Large swaths of the Eastern Deciduous Forest biome are suffering declines in biodiversity, particularly within species-rich understory layers. There is compelling evidence that these losses are caused in part by modification of historic disturbance regimes (e.g., extensive logging). In addition, the extirpation of apex predators and lax game management have led to widespread over-browsing, reducing biodiversity region-wide. However, the impact of over-browsing is likely dependent upon both natural and anthropogenic disturbances. How these major processes interact and drive forest regeneration is poorly known yet fundamental to understanding forest dynamics and diversity maintenance. Here we experimentally evaluate how a common anthropogenic disturbance (salvage logging), deer browsing, and a dense understory of plant competitors regulate forest reorganization following a large-scale blowdown in a mature hardwood forest. In 2012, a tornado created four large blowdowns (3-6 ha) in western Pennsylvania. We randomly selected half of each blowdown to be salvage logged and left the other half as unsalvaged controls.
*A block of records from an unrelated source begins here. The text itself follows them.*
PR #891, opened 2022-02-02
upd: `undone` as `unstarted` (chidren of `task`)

The-Lum:
Make `undone` as `unstarted` (chidren of `task`)

To answer to:
- https://forum.plantuml.net/15299/how-to-set-color-of-the-gantt-unstarted-task?show=15307#c15307

And to make symmetrical with `unstarted`.
See:
https://github.com/plantuml/plantuml/blob/bbeb28002289c1a523fc4cf612959993d2aa5df3/src/net/sourceforge/plantuml/project/draw/AbstractTaskDraw.java#L103-L105

- Is this PR is enough?

Regards.

### DIFF
--- a/src/net/sourceforge/plantuml/project/draw/TaskDrawRegular.java
+++ b/src/net/sourceforge/plantuml/project/draw/TaskDrawRegular.java
@@ -292,7 +292,7 @@ public class TaskDrawRegular extends AbstractTaskDraw {
 			off.add(new Segment(x1, x2));
 		}
 
-		final HColor backUndone = StyleSignature.of(SName.root, SName.element, SName.ganttDiagram, SName.undone)
+		final HColor backUndone = StyleSignature.of(SName.root, SName.element, SName.ganttDiagram, SName.task, SName.undone)
 				.getMergedStyle(getStyleBuilder()).value(PName.BackGroundColor)
 				.asColor(skinParam.getThemeStyle(), getColorSet());
 


arnaudroques:
Thanks for the patch, but I don't think this is a good idea.
I'm not sure, so let's talk about this :-).

Let's start with `unstarted`.
Since `unstarted` is a child of `task`, when you change the `task` color, it changes also `unstarted` color.
(which is consistent for people who don't want to use a different color for unstarted tasks).

alt text

```
@startgantt
<style>
ganttDiagram {
  task {
    BackGroundColor #0F0
  }
}
</style>
[foo] lasts 21 days
[bar] lasts 30 days and is 10% complete
@endgantt
```

This way, people can optionally change the option of `unstarted` task:

alt text

```
@startgantt
<style>
ganttDiagram {
  task {
    BackGroundColor #0F0
    unstarted {
      BackGroundColor #00F
    }
  }
}
</style>
[foo] lasts 21 days
[bar] lasts 30 days and is 10% complete
@endgantt

```
If we do the same for `undone` (that is, changing `undone` so that it's a child of `task`), when people will only change the `task` background,
it would also change the `undone` color, using the very same color).
So my very first example would display as:

alt text

```
@startgantt
<style>
ganttDiagram {
  task {
    BackGroundColor #0F0
  }
}
</style>
[foo] lasts 21 days
[bar] lasts 30 days and is 10% complete
@endgantt
```

which is not good.

So practically, you are forcing people to always specify both setting.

Nested within each half, we constructed eight deer exclosures and established eight control plots. We also removed understory competing vegetation in half of these plots. Five years after the tornado (summer 2017), we resurveyed the understory community in all 64 experimental plots.
Results/Conclusions
Salvage logging had the strongest impact on forest regeneration and created communities that were moderately distinct from unsalvaged areas. Specifically, indicator species analyses show that control plots were associated with Smilax tamnoides, Acer pensylvanicum, and Carya seedlings, whereas salvaged plots were associated with Polygonum virginianum, Rubus, and Crataegus. Salvage logging had negligible effects on species richness and species diversity, and our preliminary analyses suggest that deer browsing and the removal of understory competitors had only moderate impacts on forest regeneration. Overall, salvaging created habitats that contrasted sharply with unsalvaged areas and likely promoted species coexistence at larger spatial scales. Our results for understory layers match those published by Royo et al. (2016) in Ecology for patterns of woody species regeneration.